** AVAILABLE RECORDS follows **
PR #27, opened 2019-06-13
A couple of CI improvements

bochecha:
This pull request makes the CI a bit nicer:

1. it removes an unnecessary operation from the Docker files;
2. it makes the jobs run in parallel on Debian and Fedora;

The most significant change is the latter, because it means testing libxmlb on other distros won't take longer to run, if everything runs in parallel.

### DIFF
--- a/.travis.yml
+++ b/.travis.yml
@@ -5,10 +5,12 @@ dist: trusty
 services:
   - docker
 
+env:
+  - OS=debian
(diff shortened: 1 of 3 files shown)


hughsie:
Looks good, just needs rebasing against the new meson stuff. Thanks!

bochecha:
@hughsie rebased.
** End of AVAILABLE RECORDS **
WHAT YOU HAVE TO DO
Only the lines from the one containing "The most significant" through the final line above should be duplicated, exactly as they stand.

RESPONSE
The most significant change is the latter, because it means testing libxmlb on other distros won't take longer to run, if everything runs in parallel.

### DIFF
--- a/.travis.yml
+++ b/.travis.yml
@@ -5,10 +5,12 @@ dist: trusty
 services:
   - docker
 
+env:
+  - OS=debian
(diff shortened: 1 of 3 files shown)


hughsie:
Looks good, just needs rebasing against the new meson stuff. Thanks!

bochecha:
@hughsie rebased.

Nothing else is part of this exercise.